Law enforcement most vital step for Maluku
Yogita Tahilramani, The Jakarta Post, Jakarta
Stricter law enforcement through the disarmament of militant groups from the two warring factions -- Muslim and Christian -- in the strife-torn province of Maluku is badly needed to help stop the three-year sectarian conflict in the area.
Sociologist Ignas Kleden underlined the importance of stricter law enforcement because it constituted the key to the settlement of the conflicts.
It was up to law enforcers to disarm militant groups in Maluku, he told The Jakarta Post on Wednesday.
Ignas made the remarks in response to a peace agreement reached by the two opposing factions in Malino, about 70 kilometers to the northeast of the South Sulawesi provincial capital of Makassar on Tuesday.
The agreement, which was designed to end the violence in Maluku, rejects the presence of all militias, including the Muslim militant group, Laskar Jihad. It was the latter that, with the reported blessing of security forces, sent thousands of fighters to Maluku in May 2000.
The peace deal also calls for an independent inquiry into the activities of Laskar Jihad as well as into two Christian separatist movements -- the Front for the Sovereignty of Maluku and the South Maluku Republic (RMS).
The pact says all unauthorized armed groups should surrender their weapons or be disarmed.
The fact, however, was that "the officers sometimes do not have the will to disarm the militant groups due to vested interests or due to certain factors .... The officer might be a Christian and told to disarm the Christian groups which he supports, for instance. Or officers might not be courageous enough to disarm militant members," Ignas said.
"The officers need to bridge (religious) differences between themselves first ... before taking action against militants," he reminded.
Another sociologist Thamrin Amal Tomagola shared Ignas' remarks, saying that those who instigated the violence in Maluku should be tried in court but not in the "near future".

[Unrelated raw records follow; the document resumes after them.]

PR #1309, opened 2022-07-25
Update Events and Actions concept page for v4.

StephanieJKS:
Closes ~#ISSUE_NUMBER~

General improvements made to the Events and Actions concept page.

## Checklist

- [ ] Tests added

### DIFF
--- a/packages/docs/concepts/events-and-actions.yaml
+++ b/packages/docs/concepts/events-and-actions.yaml
@@ -24,41 +24,25 @@ _ref:
         type: MarkdownWithCode
         properties:
           content: |
-            ### TLDR
-            - Events are triggered when something happens on a page, like clicking a button or loading a page.
-            - A list of actions are executed sequentially by a triggered event.
-            - If an action errors, the actions that follow are skipped.
-            - Actions that are `async: true` will not executed sequentially nor stop the event if they error.
-            - Action errors can be handled by providing a list of `try` and `catch` actions to the event.
-            - Operators used in action `params` are evaluated right before the action is executed.
-            - The [`_actions`](/_actions)) operator is available for sequential actions to use the values returned from preceding actions in the chain.
-            - Actions have a `skip` field that can be used to skip action execution.
-            - The `onInit` event is triggered the first time a context is mounted and keeps the page in loading until all actions have finished.
-            - The `onInitAsync` event is triggered the first time a context is mounted and does not keep the page in loading.
-            - The `onMount` events is triggered the every time a block is mounted and keeps the block in loading until all actions have finished.
-            - The `onMountAsync` event is triggered the every time a block is mounted, after `onMount` has completed, and does not keep the block in loading.
-
-            -----------
-
             Blocks can define _events_ which the block can trigger when something happens on the page, like a button being clicked, an input's value being modified or a page being loaded. Some examples are `onClick` on a [`Button`](/Button) or `onMount` on a [`PageHeaderMenu`](/PageHeaderMenu) block.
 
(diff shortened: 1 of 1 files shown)


packages/docs/concepts/events-and-actions.yaml
```diff
@@ -24,41 +24,25 @@ _ref:
...
 
-            Actions can have a `params` field for specifying input parameters when executing the action. Operators used in action `params` will be evaluated right before the action is executed. Some events might have data relating to that event, like what the new value of an input is, or the row that was clicked in a table. The `event` object can be used in the action using the [`_event`](/_event) operator. Some actions also return values which can be passed to preceding actions in the same action chain using the [`_actions`](/_actions) operator.
+            Actions can have a `params` field for specifying input parameters when executing the action. Operators used in action `params` will be evaluated right before the action is executed. Some events might have data relating to that event, such as what the new value of an input is, or the row that was clicked in a table. The `event` object can be used in the action using the [`_event`](/_event) operator. Some actions also return values which can be passed to preceding actions in the same action chain using the [`_actions`](/_actions) operator.
```
SamTolmay, line 37: Should be succeding instead of preceding actions.

packages/docs/concepts/events-and-actions.yaml
```diff
@@ -24,41 +24,25 @@ _ref:
...
 
-            _Actions_ are tasks that can be executed, like calling a request, linking to a new page or changing a value in state. An array of actions can be defined for a event on a block. If that event gets triggered, those actions will execute sequentially. If any actions error while executing, the actions that follow it won't be executed, however, `catch` actions chain can be defined on a event to trigger when an error in a chain of actions occurs.
+            _Actions_ are tasks that can be executed, like calling a request, linking to a new page or changing a value in state. An array of actions can be defined for an event on a block. If that event gets triggered, those actions will execute sequentially. If any actions error while executing, the actions that follow it won't be executed, however, `catch` actions chain can be defined on an event to trigger when an error in a chain of actions occurs.
```
SamTolmay, line 31: I think we can update this to something like this:
```
_Actions_ are tasks that can be executed, like calling a request, linking to a new page or changing a value in state. An array of actions can be defined for an event on a block. If that event gets triggered, those actions will execute sequentially. 

The chain of actions will stop executing if the action raises a break condition (what do we call this?) (eg. when a form validation does not pass) or if the action throws an unexpected error.

If a break condition was raised, the user will be shown an error message and no further actions will execute. If an unexpected error is throw the app will show an error screen and the error will be logged. To handle errors and break conditions, a `catch` action chain can be defined on the event to handle the error, as described below.
```
@Gervwyk please check and confirm the described behaviour

packages/docs/concepts/events-and-actions.yaml
```diff
@@ -194,7 +178,7 @@ _ref:
 
             The `onMountAsync` event is triggered every time a block is mounted, but does not render the block in loading.
 
-            # Action types
+            ## Action types
 
             The following actions can be used:
```
SamTolmay, line 184: `Message` was renamed to `DisplayMessage`

 The following need to be removed:
JsAction
Notification

The following actions need to be added:
Login
Logout
Fetch
ResetValidation
Break
Wait

Please update these links, and then update the individual action docs so the links match up. I am happy if you leave TODOs for the actions that don't have docs.

For Break @Gervwyk can update the Break action docs as part of his changes.

SamTolmay (approved):

packages/docs/concepts/events-and-actions.yaml
StephanieJKS: Change made in eb614758df9c5036d24ce224142dda3c60172021

packages/docs/concepts/events-and-actions.yaml
StephanieJKS: Changed this to be similar to what you have suggested there, for now.

Change made in https://github.com/lowdefy/lowdefy/commit/eb614758df9c5036d24ce224142dda3c60172021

"Muslims and Christians who instigated violence in Maluku should be tried, but not now and not in the near future," Thamrin said, adding that a certain amount of trust should be encouraged and allowed to develop between the rival communities before people were tried for violence in Maluku.
"Trying Muslims or Christians in Maluku courts now would prove to be disastrous ... past experience has taught us this," he said.
Thamrin was referring to the fact that like Maluku, Central Sulawesi also was plagued by religious rivalries between the Christian and Muslim communities, particularly in Poso.
The conflict, which was on the verge of resolution, suddenly exploded into full-blown violence when the Palu District Court sentenced three Christians, charged for their role in the bloody violence of Poso, to death in April 2001.
The death sentences sparked fresh violence in Poso because Christians regarded the sentences as biased, as Muslims had not been tried.
In comparison, not a single person has been sentenced to jail over the three-year Maluku sectarian violence, which has reportedly claimed over 6,000 lives and displaced at least 700,000 people.
Failure to uphold the law in court is mainly caused by the fact that most of Maluku's judges and prosecutors fled from the province during the violence. The judges and prosecutors who remained sometimes could not deliver proper verdicts, Thamrin said.
"If the judge or prosecutor is Muslim, for instance, and the defendant is Christian, an appropriate verdict will not be issued. Likewise, if the judge is Christian and the defendant is a Muslim, again, a proper verdict is not issued ... hundreds of cases have piled up in the courts. The courts have been paralyzed due to the conflicts."
The National Police Headquarters stated in 2000 that nearly 900 suspects had been arrested over the sectarian violence, but there was no way that the trials could be held due to the limited availability of judges, court clerks and prosecutors.
The government's fear of the militant groups also seemed to play a role in the failure in bringing such cases to court.
A classic example is the release of Laskar Jihad Ahlus Sunnah Wal Jamaah commander Ja'far Umar Thalib, a murder suspect, from police custody on June 13 last year. Ja'far was arrested in May last year at Juanda Airport in Surabaya, East Java, on charges of inciting religious violence and ordering the murder of one of his followers, Abdullah, who was stoned to death in Maluku earlier last year for adultery.
National Police spokesman Insp. Gen. Saleh Saaf said on Wednesday that the case was still being processed by the National Police.
"We are still collecting evidence to build a case," Saleh told The Post.